Research Design and Methods
This double-blind, six-way, crossover, euglycemic glucose clamp study was conducted in 14 healthy volunteers. Each analog was injected subcutaneously (0.15 units/kg) with or without rHuPH20.
Results
The commercial formulations had comparable insulin time-exposure and time-action profiles as follows: 50% exposure at 123–131 min and 50% total glucose infused at 183–186 min. With rHuPH20, the analogs had faster yet still comparable profiles: 50% exposure at 71–79 min and 50% glucose infused at 127–140 min. The accelerated absorption with rHuPH20 led to twice the exposure in the first hour and half the exposure beyond 2 hours, which resulted in 13- to 25-min faster onset and 40- to 49-min shorter mean duration of insulin action.
Conclusions
Coinjection of rHuPH20 with rapid-acting analogs accelerated insulin exposure, producing an ultra-rapid time-action profile with a faster onset and shorter duration of insulin action.
Just as last year the current progress on new basal insulins was already on the horizon, this year indicates imminent progress in speeding up the insulin action for prandial insulin.
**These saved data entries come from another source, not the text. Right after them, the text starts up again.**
PR #576, opened 2024-09-14
Added aggregation tests for avg, max, min, range, terms, sum, nested and histogram.

kkewwei:
### Description

### Issues Resolved

### DIFF
--- a/CHANGELOG.md
+++ b/CHANGELOG.md
@@ -166,6 +166,7 @@ Inspired from [Keep a Changelog](https://keepachangelog.com/en/1.0.0/)
 - Fixed `/_plugins/_transform/_preview` ([#568](https://github.com/opensearch-project/opensearch-api-specification/pull/568))
 - Fixed create/delete/index operation in `_bulk` ([#582](https://github.com/opensearch-project/opensearch-api-specification/pull/582))
 - Add `mode` and `compression` to k-NN index creation and search, and add `rescore` and `oversample_factor` to k-NN search ([#588](https://github.com/opensearch-project/opensearch-api-specification/pull/588))
+- Fixed `/{index}/_search` with aggregations ([#576](https://github.com/opensearch-project/opensearch-api-specification/pull/576))
 
 ### Security
 
--- a/spec/schemas/_common.aggregations.yaml
+++ b/spec/schemas/_common.aggregations.yaml
@@ -7,7 +7,7 @@ paths: {}
 components:
   schemas:
     Aggregate:
-      oneOf:
+      anyOf:
         - $ref: '#/components/schemas/CardinalityAggregate'
         - $ref: '#/components/schemas/HdrPercentilesAggregate'
         - $ref: '#/components/schemas/HdrPercentileRanksAggregate'
@@ -786,6 +786,9 @@ components:
       allOf:
         - $ref: '#/components/schemas/SingleBucketAggregateBase'
         - type: object
+          properties:
+            doc_count:
+              type: number
     ReverseNestedAggregate:
       allOf:
         - $ref: '#/components/schemas/SingleBucketAggregateBase'
--- a/tests/default/_core/search/aggregations/avg.yaml
+++ b/tests/default/_core/search/aggregations/avg.yaml
@@ -1,0 +1,38 @@
+$schema: ../../../../../json_schemas/test_story.schema.yaml
+
+description: Test avg aggregation.
+prologues:
+  - path: /_bulk
+    method: POST
+    parameters:
+      refresh: true
+    request:
+      content_type: application/x-ndjson
+      payload:
+        - {create: {_index: movies}}
+        - {director: Bennett Miller, title: Moneyball, duration: 126}
+        - {create: {_index: movies}}
+        - {director: Nicolas Winding Refn, title: Drive, duration: 100}
+chapters:
+  - synopsis: Aggregate with avg.
+    path: /{index}/_search
+    parameters:
+      index: movies
+    method: POST
+    request:
+      payload:
+        size: 0
+        aggregations:
+          duration_avg:
+            avg:
+              field: duration
+    response:
+      status: 200
+      payload:
+        aggregations:
+          duration_avg:
+            value: 113
+epilogues:
+  - path: /movies
+    method: DELETE
+    status: [200, 404]
--- a/tests/default/_core/search/aggregations/historgram.yaml
+++ b/tests/default/_core/search/aggregations/historgram.yaml
@@ -1,0 +1,48 @@
+$schema: ../../../../../json_schemas/test_story.schema.yaml
+
+description: Test histogram aggregation.
+prologues:
+  - path: /_bulk
+    method: POST
+    parameters:
+      refresh: true
+    request:
+      content_type: application/x-ndjson
+      payload:
+        - {create: {_index: movies}}
+        - {director: Bennett Miller, title: Moneyball, year: 2011}
+        - {create: {_index: movies}}
+        - {director: Bennett Miller, title: The Cruise, year: 1998}
+        - {create: {_index: movies}}
+        - {director: Nicolas Winding Refn, title: Drive, year: 1960}
+chapters:
+  - synopsis: Aggregate with histogram.
+    path: /{index}/_search
+    parameters:
+      index: movies
+    method: POST
+    request:
+      payload:
+        size: 0
+        aggregations:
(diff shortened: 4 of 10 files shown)


CHANGELOG.md
```diff
@@ -113,6 +113,7 @@ Inspired from [Keep a Changelog](https://keepachangelog.com/en/1.0.0/)
 - Rename `Bytes` component to `StorageType` ([#552](https://github.com/opensearch-project/opensearch-api-specification/pull/552))
 - Rename `ByteSize` to `StorageSize` ([#552](https://github.com/opensearch-project/opensearch-api-specification/pull/552))
 - Split `Percentage` into `PercentageNumber`, `PercentageString` ([#573](https://github.com/opensearch-project/opensearch-api-specification/pull/573))
+- Add test about nested aggregation ([#576](https://github.com/opensearch-project/opensearch-api-specification/issues/576))
```
dblock, line 116: No need to include a CHANGELOG for tests.

tests/default/_core/aggregation/nested.yaml
```diff
@@ -0,0 +1,100 @@
+$schema: ../../../../json_schemas/test_story.schema.yaml
```
dblock, line 1: Let's map the file name to the query, so this should be `search/aggs/nested_agg.yaml`.

tests/default/_core/aggregation/nested.yaml
```diff
@@ -0,0 +1,100 @@
...
+
+description: Test aggregation endpoints with nested.
```
dblock, line 3: I'll nitpick, there's no such a thing as aggregation endpoint. 

```suggestion
description: Test aggregation.
```

tests/default/_core/aggregation/nested.yaml
```diff
@@ -0,0 +1,100 @@
...
+                  type: nested
+                  properties:
+                    c:
+                      type: nested
+                      properties:
+                        d:
+                          type: keyword
+
+chapters:
+  - synopsis: Bulk document.
```
dblock, line 26: Should go into prologue.

tests/default/_core/aggregation/nested.yaml
```diff
@@ -0,0 +1,100 @@
...
+  - path: movies
+    method: PUT
+    request_body:
+      payload:
+        mappings:
+          properties:
+            a:
+              type: nested
+              properties:
+                b1:
```
dblock, line 14: We plan to use these examples in the documentation. Is there some realistic agg scenario with movies? Maybe actors or something that would differentiate keywords like `nested` from data like `movie`.

dblock (changes requested):
Thanks!

Looks like tests failed on 2.0, possibly because the feature wasn't there, so the test needs to be annotated accordingly.

Run `npm run lint--fix` for the linter to be happy.

I have some more nitpicks below.

tests/default/_core/search/aggs/nested_agg.yaml
```diff
@@ -0,0 +1,96 @@
...
+                      type: nested
+                      properties:
+                        country:
+                          type: keyword
+  - path: /_bulk
+    method: POST
+    request_body:
+      content_type: application/x-ndjson
+      payload:
+        - {index: {_index: user_infos, _id: '0'}}
```
dblock, line 29: Could we keep with the theme of movies and books? We plan to use these in the documentation, trying to be a bit more consistent.

dblock (changes requested):
Some tests against 2.x failed, probably needs a `version: ` somewhere.

dblock:
```
ERROR   _core/search/aggs/nested_agg.yaml (Invalid Story: data/prologues/0 contains unsupported properties: request_body, request_body, request_body --- data/chapters/0/synopsis must match pattern "^\p{Lu}[\s\S]*\.$")
```

It's `request/payload`.

kkewwei:
@dblock  Thank you for your patient review, I'm not familiar with `opensearch-api-specification`, Is there any command I can use to test the change?  `npm run test` is ok?

dblock:
> @dblock Thank you for your patient review, I'm not familiar with `opensearch-api-specification`, Is there any command I can use to test the change? `npm run test` is ok?

Yes, do take a moment to read https://github.com/opensearch-project/opensearch-api-specification/blob/main/DEVELOPER_GUIDE.md and https://github.com/opensearch-project/opensearch-api-specification/blob/main/TESTING_GUIDE.md. I know it's a lot. 

We test an entire matrix of versions of OpenSearch, the 2.0 tests are failing. If you want to run those locally, it's basically starting a container with `OPENSEARCH_VERSION=2.0.0 docker compose up` from `tests/default` and then running tests with `OPENSEARCH_PASSWORD=admin npm run test:spec`.

kkewwei:
@dblock sorry for the latency reply(a bit busy), I will continue to follow up now.

dblock (changes requested):
Thanks! LMK when it's ready to be reviewed.

Some of this should work in 2.17, right?

kkewwei:
> Thanks! LMK when it's ready to be reviewed.
> 
> Some of this should work in 2.17, right?

@dblock thanks for you help, I know how to test.

When I test the aggregation, it throws the exception:
```
            FAILED  RESPONSE PAYLOAD SCHEMA (data/aggregations/title MUST contain the missing properties: value, values, values, values, values, values, value, value, value, value, value, value, value, value, value, value, keys, avg, count, max, min, sum, avg, count, max, min, sum, avg, count, max, m, ...)
```
It seems that I should define the response schema of the aggregation, I try a long time to define user-input `aggs1` but fails, can you help adding a example aggregation test, and let me learn?
image

dblock:
Given the search response:

```
    search@200:
      content:
        application/json:
          schema:
            $ref: '../schemas/_core.search.yaml#/components/schemas/ResponseBody'
```

it's a `ResponseBody` which defines `aggregations:`.

```
        aggregations:
          type: object
          additionalProperties:
            $ref: '_common.aggregations.yaml#/components/schemas/Aggregate'
```

if we replace this with just a vanilla object with any property (`additionalProperties: true`) the test will pass, so we're in the right place.

```
        aggregations:
          type: object
          additionalProperties: true
          # additionalProperties:
          #   $ref: '_common.aggregations.yaml#/components/schemas/Aggregate'
```

An `Aggregate` is one of many things:

```
    Aggregate:
      oneOf:
        - $ref: '#/components/schemas/CardinalityAggregate'
        - $ref: '#/components/schemas/HdrPercentilesAggregate'
        - ...
```

If we make the aggregate match our return value the spec also passes.

```
    Aggregate:
      oneOf:
        - type: object
          properties:
            doc_count:
              type: number
```

But if we add the other possibilities, it fails!

```
      oneOf:
        - type: object
          properties:
            doc_count:
              type: number
        - $ref: '#/components/schemas/CardinalityAggregate'
        - $ref: '#/components/schemas/HdrPercentilesAggregate'
```

This is where I've had a :facepalm: moment multiple times. Turns out that `oneOf` behaves like "only one of", not "any one of", so if more than one aggregate type matches, it will fail. And the schema validator is not smart enough to say "your object matches N items, but expected to only match 1".

The fix is to change `oneOf` by `anyOf`.

```
    Aggregate:
      anyOf:
        - $ref: '#/components/schemas/CardinalityAggregate'
        - $ref: '#/components/schemas/HdrPercentilesAggregate'
```

Note that each aggregation correctly uses `allOf`, combining `aggregateBase` and other properties of a specific aggregation. For example:

```
    PercentilesAggregateBase:
      allOf:
        - $ref: '#/components/schemas/AggregateBase'
        - type: object
          properties:
            values:
              $ref: '#/components/schemas/Percentiles'
          required:
            - values
```

https://github.com/dblock/opensearch-api-specification/commit/e497deadb4d4e13e6c0aa951382b4364698f7216

Rebase, then merge https://github.com/dblock/opensearch-api-specification/tree/kkewwei-add_nested_aggs onto your branch? I was on a plane and added some more agg tests on top.

dblock (approved):

dblock (changes requested):
Let's add a 1-liner to CHANGELOG, maybe "Fix `/{index}/_search` with `aggregations`"?

Link checker is failing not sure how to fix that ... unrelated but if you have an idea include that.

kkewwei:
"Link checker is failing" seems to be a probabilistic problem, I have no idea how to fix it.

dblock (approved):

Although presently no full articles on clinical studies are available yet, the announcement of Novo in December 2012 that it will advance FIAsp, an ultra-rapid-acting version of Novolog (insulin aspart), directly into phase 3 trials in late 2013 is of particular interest. The protocols are announced on
In contrast, Halozyme is also attempting to produce faster-acting insulin by adding an enzyme (rHuPH20) that would temporarily degrade connective tissue in the skin, allowing insulin to be absorbed more quickly. Another approach to subcutaneous injection of rHuPH20 described in the article above will test an injection of rHuPH20 before inserting an insulin pump infusion set (“preadministration”). As mealtime insulin administration leaves a lot to be desired, all of these approaches may hold a great potential benefit to patients if long-term effectivity and safety can be established.
Author Disclosure Statement
T.D. has been a speaker on an advisory panel and has research support from AstraZeneca, Bayer, Bristol-Myers Squibb, DexCom, Eli Lilly, GlaxoSmithKline, Johnson & Johnson, Medtronic, NovoNordisk, Roche, Sanofi, Unomedical, Ypsomed and holds no stocks. J.B. has received consulting and/or lecture fees from Abbott Diabetes Care, AstraZeneca, Sanofi-Aventis and Merck Sharp & Dohme.